▸ Task
Go through the entries one line at a time, and gather every line that has the word "defining".

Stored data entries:
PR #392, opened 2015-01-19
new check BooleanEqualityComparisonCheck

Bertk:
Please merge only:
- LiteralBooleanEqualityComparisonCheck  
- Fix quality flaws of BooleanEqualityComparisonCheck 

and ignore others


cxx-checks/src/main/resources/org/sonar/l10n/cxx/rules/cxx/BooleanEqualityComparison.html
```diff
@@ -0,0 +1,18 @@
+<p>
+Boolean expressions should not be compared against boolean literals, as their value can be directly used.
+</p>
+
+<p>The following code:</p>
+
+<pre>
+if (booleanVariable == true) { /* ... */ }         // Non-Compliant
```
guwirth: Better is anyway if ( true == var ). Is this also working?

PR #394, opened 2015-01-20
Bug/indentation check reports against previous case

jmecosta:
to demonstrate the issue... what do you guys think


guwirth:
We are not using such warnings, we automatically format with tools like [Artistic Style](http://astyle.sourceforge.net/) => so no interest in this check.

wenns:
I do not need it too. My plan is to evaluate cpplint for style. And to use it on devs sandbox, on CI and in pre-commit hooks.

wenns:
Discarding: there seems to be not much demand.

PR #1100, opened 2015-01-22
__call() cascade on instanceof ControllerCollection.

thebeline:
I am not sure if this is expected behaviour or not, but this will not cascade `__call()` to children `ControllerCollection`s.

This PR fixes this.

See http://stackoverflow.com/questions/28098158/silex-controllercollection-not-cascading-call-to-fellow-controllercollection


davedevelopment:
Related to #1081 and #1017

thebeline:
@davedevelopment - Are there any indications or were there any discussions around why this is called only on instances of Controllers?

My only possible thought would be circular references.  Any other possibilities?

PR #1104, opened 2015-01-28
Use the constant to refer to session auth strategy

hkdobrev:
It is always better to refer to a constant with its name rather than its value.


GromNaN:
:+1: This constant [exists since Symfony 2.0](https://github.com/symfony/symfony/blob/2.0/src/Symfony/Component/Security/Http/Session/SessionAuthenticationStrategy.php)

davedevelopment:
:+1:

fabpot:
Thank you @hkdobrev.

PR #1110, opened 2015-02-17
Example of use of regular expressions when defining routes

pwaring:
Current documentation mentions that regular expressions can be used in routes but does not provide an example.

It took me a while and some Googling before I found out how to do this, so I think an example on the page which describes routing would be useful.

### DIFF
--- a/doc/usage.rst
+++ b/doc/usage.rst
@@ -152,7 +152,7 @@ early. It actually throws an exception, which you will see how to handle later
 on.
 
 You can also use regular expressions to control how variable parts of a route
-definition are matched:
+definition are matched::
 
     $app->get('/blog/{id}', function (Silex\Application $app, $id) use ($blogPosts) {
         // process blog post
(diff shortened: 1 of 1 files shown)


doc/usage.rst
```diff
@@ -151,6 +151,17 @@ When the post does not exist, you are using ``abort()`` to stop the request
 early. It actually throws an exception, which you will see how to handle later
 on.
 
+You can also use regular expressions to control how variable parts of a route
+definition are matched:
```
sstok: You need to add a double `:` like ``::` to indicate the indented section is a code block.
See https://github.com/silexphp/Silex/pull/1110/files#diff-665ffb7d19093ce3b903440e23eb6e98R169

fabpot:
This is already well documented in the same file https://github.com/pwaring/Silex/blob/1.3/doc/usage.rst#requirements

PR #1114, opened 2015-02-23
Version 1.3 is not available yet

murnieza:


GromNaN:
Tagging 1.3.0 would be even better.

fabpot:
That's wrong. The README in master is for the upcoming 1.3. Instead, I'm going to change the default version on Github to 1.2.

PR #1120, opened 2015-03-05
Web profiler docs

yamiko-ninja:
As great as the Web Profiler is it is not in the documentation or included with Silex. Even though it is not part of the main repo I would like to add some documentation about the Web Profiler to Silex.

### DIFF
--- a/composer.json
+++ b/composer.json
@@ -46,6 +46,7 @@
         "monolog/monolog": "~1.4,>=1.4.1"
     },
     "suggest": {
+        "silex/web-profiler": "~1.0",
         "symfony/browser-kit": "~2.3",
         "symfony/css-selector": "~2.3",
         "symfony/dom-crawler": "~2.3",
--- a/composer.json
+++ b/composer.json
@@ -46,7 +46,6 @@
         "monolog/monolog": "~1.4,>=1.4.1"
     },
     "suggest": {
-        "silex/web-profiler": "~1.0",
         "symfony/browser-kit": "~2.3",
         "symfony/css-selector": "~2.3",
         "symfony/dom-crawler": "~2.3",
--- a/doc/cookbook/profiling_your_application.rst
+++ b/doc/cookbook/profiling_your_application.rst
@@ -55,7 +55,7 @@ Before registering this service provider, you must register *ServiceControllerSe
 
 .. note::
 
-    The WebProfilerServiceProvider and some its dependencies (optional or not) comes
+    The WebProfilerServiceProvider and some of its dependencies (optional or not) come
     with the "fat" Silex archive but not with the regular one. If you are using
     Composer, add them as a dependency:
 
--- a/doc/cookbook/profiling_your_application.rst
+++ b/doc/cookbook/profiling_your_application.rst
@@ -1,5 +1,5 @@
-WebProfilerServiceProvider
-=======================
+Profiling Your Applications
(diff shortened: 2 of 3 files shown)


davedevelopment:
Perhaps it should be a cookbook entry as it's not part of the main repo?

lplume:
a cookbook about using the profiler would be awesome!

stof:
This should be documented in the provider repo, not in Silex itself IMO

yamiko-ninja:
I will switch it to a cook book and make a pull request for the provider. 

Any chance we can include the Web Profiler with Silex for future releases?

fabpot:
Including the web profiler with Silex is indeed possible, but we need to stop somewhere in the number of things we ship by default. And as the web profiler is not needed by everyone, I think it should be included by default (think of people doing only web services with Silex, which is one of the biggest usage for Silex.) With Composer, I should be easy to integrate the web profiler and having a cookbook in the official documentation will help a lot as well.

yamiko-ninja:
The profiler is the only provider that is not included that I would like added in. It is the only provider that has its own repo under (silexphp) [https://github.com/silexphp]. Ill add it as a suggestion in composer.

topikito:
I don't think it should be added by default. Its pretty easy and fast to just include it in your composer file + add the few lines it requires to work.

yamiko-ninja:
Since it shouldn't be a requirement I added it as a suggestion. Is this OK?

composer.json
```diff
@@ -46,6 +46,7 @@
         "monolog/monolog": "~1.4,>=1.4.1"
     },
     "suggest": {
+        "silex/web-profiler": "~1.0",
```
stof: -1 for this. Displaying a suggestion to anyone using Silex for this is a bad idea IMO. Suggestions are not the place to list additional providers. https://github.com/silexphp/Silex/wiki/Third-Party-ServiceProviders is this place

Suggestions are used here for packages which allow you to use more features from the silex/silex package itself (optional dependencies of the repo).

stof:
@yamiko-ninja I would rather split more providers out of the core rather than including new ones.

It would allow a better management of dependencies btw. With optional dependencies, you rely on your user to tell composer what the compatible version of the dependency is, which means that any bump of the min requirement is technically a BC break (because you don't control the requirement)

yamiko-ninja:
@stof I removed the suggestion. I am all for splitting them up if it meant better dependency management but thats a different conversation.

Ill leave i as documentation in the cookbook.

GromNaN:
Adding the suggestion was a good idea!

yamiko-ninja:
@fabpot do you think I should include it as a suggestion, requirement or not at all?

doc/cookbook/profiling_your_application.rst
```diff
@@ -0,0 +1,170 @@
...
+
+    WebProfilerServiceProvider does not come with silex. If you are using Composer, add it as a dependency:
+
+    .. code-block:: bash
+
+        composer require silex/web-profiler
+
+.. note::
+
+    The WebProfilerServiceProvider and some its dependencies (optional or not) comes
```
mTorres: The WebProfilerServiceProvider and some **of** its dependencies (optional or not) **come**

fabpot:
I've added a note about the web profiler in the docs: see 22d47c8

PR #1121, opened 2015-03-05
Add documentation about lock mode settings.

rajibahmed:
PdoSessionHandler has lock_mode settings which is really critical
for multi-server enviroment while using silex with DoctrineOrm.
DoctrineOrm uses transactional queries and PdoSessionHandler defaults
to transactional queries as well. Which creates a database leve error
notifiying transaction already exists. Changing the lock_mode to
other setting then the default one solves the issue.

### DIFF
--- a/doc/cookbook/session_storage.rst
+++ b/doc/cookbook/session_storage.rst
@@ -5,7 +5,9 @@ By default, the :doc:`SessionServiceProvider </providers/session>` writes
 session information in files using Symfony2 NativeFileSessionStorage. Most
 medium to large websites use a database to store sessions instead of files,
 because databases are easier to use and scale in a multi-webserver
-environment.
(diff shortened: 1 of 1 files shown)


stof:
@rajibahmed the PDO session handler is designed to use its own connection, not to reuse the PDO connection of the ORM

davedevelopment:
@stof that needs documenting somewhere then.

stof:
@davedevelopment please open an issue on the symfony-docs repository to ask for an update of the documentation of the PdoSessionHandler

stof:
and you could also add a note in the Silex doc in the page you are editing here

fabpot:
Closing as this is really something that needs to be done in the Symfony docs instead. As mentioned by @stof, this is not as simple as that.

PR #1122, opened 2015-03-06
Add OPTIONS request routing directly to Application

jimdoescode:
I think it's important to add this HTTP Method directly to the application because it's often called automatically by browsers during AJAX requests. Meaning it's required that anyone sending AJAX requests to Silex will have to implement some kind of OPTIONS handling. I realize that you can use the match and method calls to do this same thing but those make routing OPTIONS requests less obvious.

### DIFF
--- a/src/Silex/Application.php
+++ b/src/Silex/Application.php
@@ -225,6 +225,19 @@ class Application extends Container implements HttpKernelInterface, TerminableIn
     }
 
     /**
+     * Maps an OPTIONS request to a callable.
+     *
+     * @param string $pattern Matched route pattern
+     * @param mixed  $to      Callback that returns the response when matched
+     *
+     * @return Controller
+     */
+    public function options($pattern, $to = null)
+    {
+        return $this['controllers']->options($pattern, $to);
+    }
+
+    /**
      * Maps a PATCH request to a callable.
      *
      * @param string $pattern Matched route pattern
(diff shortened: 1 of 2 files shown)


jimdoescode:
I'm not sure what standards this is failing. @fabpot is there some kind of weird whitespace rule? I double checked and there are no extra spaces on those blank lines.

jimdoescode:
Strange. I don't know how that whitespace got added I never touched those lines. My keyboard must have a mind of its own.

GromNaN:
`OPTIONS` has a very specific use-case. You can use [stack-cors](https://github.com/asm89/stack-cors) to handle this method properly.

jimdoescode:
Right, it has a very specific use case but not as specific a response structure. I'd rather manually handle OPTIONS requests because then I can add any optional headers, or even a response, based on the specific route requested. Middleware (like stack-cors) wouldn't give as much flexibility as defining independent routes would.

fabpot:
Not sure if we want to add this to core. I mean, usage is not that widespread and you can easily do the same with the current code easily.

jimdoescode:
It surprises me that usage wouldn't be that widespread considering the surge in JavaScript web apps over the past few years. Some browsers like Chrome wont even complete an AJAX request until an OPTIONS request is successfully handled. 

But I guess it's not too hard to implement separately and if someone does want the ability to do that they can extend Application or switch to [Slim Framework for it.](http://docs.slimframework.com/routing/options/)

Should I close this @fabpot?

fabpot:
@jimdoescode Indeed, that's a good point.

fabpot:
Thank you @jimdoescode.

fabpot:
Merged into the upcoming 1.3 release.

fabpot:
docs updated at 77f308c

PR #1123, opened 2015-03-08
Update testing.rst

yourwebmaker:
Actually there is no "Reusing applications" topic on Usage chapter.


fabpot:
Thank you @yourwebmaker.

▸ Completed task
Example of use of regular expressions when defining routes
Right, it has a very specific use case but not as specific a response structure. I'd rather manually handle OPTIONS requests because then I can add any optional headers, or even a response, based on the specific route requested. Middleware (like stack-cors) wouldn't give as much flexibility as defining independent routes would.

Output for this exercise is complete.